───── Input records ─────
PR #1335, opened 2016-08-15
Removed script creation part

kekdck:
Removed from defold plugin script creation part. Since it was needed only to me.


bjorn:
Good idea, thanks! Could you update it to also remove the .script file from the list of output files in `DefoldPlugin::outputFiles`?

bjorn:
Ok I've amended the change with that and pushed it as 2465cdc.

Issue #1341, opened 2016-08-21
New file dialog box should have Base64 (gzip compressed) and XML tile layer formats


AlexBezuska:
Linux version 2016-05-25

![https://i.imgur.com/3b45AOi.jpg](https://i.imgur.com/3b45AOi.jpg)
![https://i.imgur.com/p4p832N.jpg](https://i.imgur.com/p4p832N.jpg)

benwiley4000:
Addressed by https://github.com/bjorn/tiled/pull/1342

bjorn:
I intensionally removed the other options from the New Map dialog in Tiled 0.16. The [TMX changelog](http://doc.mapeditor.org/reference/tmx-changelog/) notes:

> The pure XML and Gzip-compressed tile layer data formats were deprecated, since they didn't have any advantage over other formats. Remaining formats are CSV, base64 and Zlib-compressed layer data.

Of course, I could not remove them from the Map Properties because already created maps may still be using those formats. However, I'd like to remove them there eventually. If you need these formats for compatibility reasons, please tell me why or which software you're using so we can help them upgrade.

Thanks @benwiley4000 for so quickly addressing this issue, but I'll close that pull request.

benwiley4000:
@bjorn this makes plenty of sense. I didn't realized zlib compression would outperform gzip, but it seems it does.

bjorn:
─────
▶ **Aim of the task**: Find each line in the records above that contains "didn", and copy it.

▶ **Result for this task**:
> The pure XML and Gzip-compressed tile layer data formats were deprecated, since they didn't have any advantage over other formats. Remaining formats are CSV, base64 and Zlib-compressed layer data.
@bjorn this makes plenty of sense. I didn't realized zlib compression would outperform gzip, but it seems it does.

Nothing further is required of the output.